Exercise aim.
The lines from the start of the records through the one containing "-207,30 +207,35 @@" are to be transcribed exactly, and nothing else.

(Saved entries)
★ ★ ★ ★ ★
PR #396, opened 2019-07-18
Omitting errors in formatPattern() makes it throw

### LINKED ISSUE #390: Throw on bundle.formatPattern if errors would be swallowed

stasm:
This PR introduces a new opt-in error reporting strategy in `formatPattern`.

- If the `errors` argument is specified, the behavior is unchanged: `formatPattern` returns a string which is a best-effort attempt to resolve the given pattern. Any errors produced during the resolution are collected in the `errors` array.

- If the `errors` argument is omitted, the behavior changes to throwing the first encountered error, which also stops the resolving immediately. No fallback value is produced in this case. It's entirely up the user of the API to decide what the fallback should be, if any.

This fixes #390. Also see #364.

### DIFF
--- a/fluent/src/bundle.js
+++ b/fluent/src/bundle.js
@@ -207,30 +207,35 @@ export default class FluentBundle {
    *         // [<ReferenceError: Unknown variable: name>]
    *     }
    *
+   * If `errors` is omitted, the first encountered error will be thrown.
+   *
    * @param   {string|Array} pattern
    * @param   {?Object} args
    * @param   {?Array} errors
    * @returns {string}
    */
   formatPattern(pattern, args, errors) {
-    // Resolve a simple pattern without creating a scope.
+    // Resolve a simple pattern without creating a scope. No error handling is
+    // required; by definition simple patterns don't have placeables.
     if (typeof pattern === "string") {
       return this._transform(pattern);
     }
 
     // Resolve a complex pattern.
-    if (Array.isArray(pattern)) {
-      let scope = this._createScope(args, errors);
-      try {
-        let value = resolveComplexPattern(scope, pattern);
-        return value.toString(scope);
-      } catch (err) {
-        scope.errors.push(err);
-        return new FluentNone().toString(scope);
-      }
+    let scope = this._createScope(args, errors);
+    let value;
+    try {
+      value = resolveComplexPattern(scope, pattern).toString(scope);
+    } catch (err) {
+      scope.errors.push(err);
+      value = new FluentNone().toString(scope);
     }
 
-    throw new TypeError("Invalid Pattern type");
+    if (!errors && scope.errors.length > 0) {
+      throw scope.errors[0];
+    }
+
+    return value;
   }
 
   _createScope(args, errors = []) {
--- a/fluent/src/bundle.js
+++ b/fluent/src/bundle.js
@@ -1,6 +1,7 @@
 import {resolveComplexPattern} from "./resolver.js";
 import FluentResource from "./resource.js";
 import { FluentNone } from "./types.js";
+import Scope from "./scope.js";
 
 /**
  * Message bundles are single-language stores of translations.  They are
@@ -222,7 +223,7 @@ export default class FluentBundle {
     }
 
     // Resolve a complex pattern.
-    let scope = this._createScope(args, errors);
+    let scope = new Scope(this, errors, args);
     try {
       let value = resolveComplexPattern(scope, pattern);
       return value.toString(scope);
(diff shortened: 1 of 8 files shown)


fluent/src/bundle.js
```diff
@@ -207,35 +207,38 @@ export default class FluentBundle {
...
-      try {
-        let value = resolveComplexPattern(scope, pattern);
-        return value.toString(scope);
-      } catch (err) {
+    let scope = this._createScope(args, errors);
+    try {
+      let value = resolveComplexPattern(scope, pattern);
+      return value.toString(scope);
+    } catch (err) {
+      if (scope.errors) {
```
stasm: Here, `scope.error` controls whether _fatal_ errors should be thrown or should produce `{???}`.

fluent/src/resolver.js
```diff
@@ -47,6 +47,16 @@ const FSI = "\u2068";
 const PDI = "\u2069";
 
 
+// Helper: Report an error.
+function report(scope, error) {
+  if (scope.errors) {
```
stasm: Here, `scope.error` controls whether all error are treated as _fatal_.

stasm:
@eemeli I think this PR is very much in line with your suggestion from https://github.com/projectfluent/fluent.js/pull/380#discussion_r302963170. Would you like to take a look? Thanks!

fluent/test/functions_builtin_test.js
```diff
@@ -22,70 +26,93 @@ suite('Built-in functions', function() {
...
+      assert.strictEqual(bundle.formatPattern(msg.value, args, errors), '100%');
+      assert.strictEqual(errors.length, 0);
 
       msg = bundle.getMessage('num-bad-opt');
-      assert.strictEqual(bundle.formatPattern(msg.value, args), '1');
+      assert.strictEqual(bundle.formatPattern(msg.value, args, errors), '1');
+      assert.strictEqual(errors.length, 0);
     });
 
+    // XXX Functions should report errors.
```
Pike: Can I haz issue for `XXX` ?

fluent/test/errors_test.js
```diff
@@ -0,0 +1,96 @@
+"use strict";
+
+import assert from "assert";
+import ftl from "@fluent/dedent";
+
+import FluentBundle from "../src/bundle";
+
+suite("Errors", function() {
```
Pike: I know that you like your tests verbose, but this test file scared me.

I think one suite with two tests would provide more value to readers, and give the same test coverage. "Two calls" w/ `errs`, and "First error is thrown" w/out.

stasm: You're right, I'll make this shorter.

stasm:
> I wonder, should we put report on scope itself? report(scope,..) looks like it should.

I don't mind `report` being just a function, but I like the idea of defining scope more formally as a class. Thanks for the suggestion, I'll do it.

fluent/src/scope.js
```diff
@@ -0,0 +1,29 @@
+export default class Scope {
+  constructor(
+    bundle,
+    errors,
+    args,
+    parameterized = false,
+    dirty = new WeakSet()
+  ) {
+    this.bundle = bundle;
```
stasm: It would be nice in the future to replace `Scope.bundle` with all the private members of `FluentBundle` which are needed by the resolver. I.e. add `Scope.messages`, `Scope.terms` etc. This would reduce the API surface of the bundle. I'm leaving this as a follow-up, though, to keep this PR on topic.

fluent/src/resolver.js
```diff
@@ -191,9 +191,9 @@ function TermReference(scope, {name, attr, args}) {
     return new FluentNone(id);
   }
 
-  // Every TermReference has its own args.
-  const [, keyargs] = getArguments(scope, args);
-  const local = scope.clone(keyargs);
+  // Every TermReference has its own variables.
+  const [, params] = getArguments(scope, args);
```
Pike: FWIW, I think using `params` as variable name here is good.

fluent/src/scope.js
```diff
@@ -1,16 +1,22 @@
 export default class Scope {
-  constructor(bundle, errors, args,
-    insideTermReference = false, dirty = new WeakSet()
+  constructor(
+    bundle,
+    errors,
+    args,
+    parameterized = false,
```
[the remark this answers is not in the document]
stasm: I think I'd prefer to go back to `insideTermReference`.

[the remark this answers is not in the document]
Pike: WFM.

stasm:
Thank you for the reviews, @eemeli and @Pike!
★ ★ ★ ★ ★
Reply to the exercise.
PR #396, opened 2019-07-18
Omitting errors in formatPattern() makes it throw

### LINKED ISSUE #390: Throw on bundle.formatPattern if errors would be swallowed

stasm:
This PR introduces a new opt-in error reporting strategy in `formatPattern`.

- If the `errors` argument is specified, the behavior is unchanged: `formatPattern` returns a string which is a best-effort attempt to resolve the given pattern. Any errors produced during the resolution are collected in the `errors` array.

- If the `errors` argument is omitted, the behavior changes to throwing the first encountered error, which also stops the resolving immediately. No fallback value is produced in this case. It's entirely up the user of the API to decide what the fallback should be, if any.

This fixes #390. Also see #364.

### DIFF
--- a/fluent/src/bundle.js
+++ b/fluent/src/bundle.js
@@ -207,30 +207,35 @@ export default class FluentBundle {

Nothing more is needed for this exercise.